-------- Supplied information --------

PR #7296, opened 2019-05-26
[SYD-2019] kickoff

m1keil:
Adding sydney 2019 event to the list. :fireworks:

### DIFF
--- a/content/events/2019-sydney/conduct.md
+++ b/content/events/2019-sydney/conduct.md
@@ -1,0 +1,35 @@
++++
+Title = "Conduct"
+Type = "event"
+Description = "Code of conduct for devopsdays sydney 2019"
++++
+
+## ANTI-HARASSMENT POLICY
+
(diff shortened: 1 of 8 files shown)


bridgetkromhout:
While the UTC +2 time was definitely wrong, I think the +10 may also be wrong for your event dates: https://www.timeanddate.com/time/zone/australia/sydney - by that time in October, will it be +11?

--------
-------- Supplied information --------

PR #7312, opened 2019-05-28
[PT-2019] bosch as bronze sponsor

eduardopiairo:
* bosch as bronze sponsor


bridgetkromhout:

--------
-------- Supplied information --------

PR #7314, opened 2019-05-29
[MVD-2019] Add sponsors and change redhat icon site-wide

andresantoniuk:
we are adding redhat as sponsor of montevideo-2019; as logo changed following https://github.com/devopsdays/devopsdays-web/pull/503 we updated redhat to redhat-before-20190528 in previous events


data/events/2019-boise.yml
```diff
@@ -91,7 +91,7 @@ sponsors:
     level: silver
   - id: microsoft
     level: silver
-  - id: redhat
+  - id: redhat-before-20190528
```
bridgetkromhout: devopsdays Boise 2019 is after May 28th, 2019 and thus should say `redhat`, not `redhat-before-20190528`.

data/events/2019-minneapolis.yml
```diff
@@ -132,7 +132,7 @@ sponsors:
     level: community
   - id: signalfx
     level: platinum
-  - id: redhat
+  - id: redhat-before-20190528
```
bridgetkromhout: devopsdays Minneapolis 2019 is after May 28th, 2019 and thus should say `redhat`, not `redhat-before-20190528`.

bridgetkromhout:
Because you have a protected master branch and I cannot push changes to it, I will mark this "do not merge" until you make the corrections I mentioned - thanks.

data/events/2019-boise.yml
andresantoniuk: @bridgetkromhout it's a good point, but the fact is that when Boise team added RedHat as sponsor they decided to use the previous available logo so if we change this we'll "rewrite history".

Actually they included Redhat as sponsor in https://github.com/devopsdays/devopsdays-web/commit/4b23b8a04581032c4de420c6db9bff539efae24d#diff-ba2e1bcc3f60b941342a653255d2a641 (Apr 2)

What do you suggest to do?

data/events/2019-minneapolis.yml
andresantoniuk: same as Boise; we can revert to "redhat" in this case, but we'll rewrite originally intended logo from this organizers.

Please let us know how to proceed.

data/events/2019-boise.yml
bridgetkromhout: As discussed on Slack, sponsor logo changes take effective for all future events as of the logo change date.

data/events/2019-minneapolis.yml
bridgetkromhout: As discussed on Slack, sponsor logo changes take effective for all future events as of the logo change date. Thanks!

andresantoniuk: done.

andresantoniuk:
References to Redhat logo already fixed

--------

== Directions for this task ==
From the data above, report how many lines hold the word "will", answering with the number by itself.

== Response to the exercise ==
2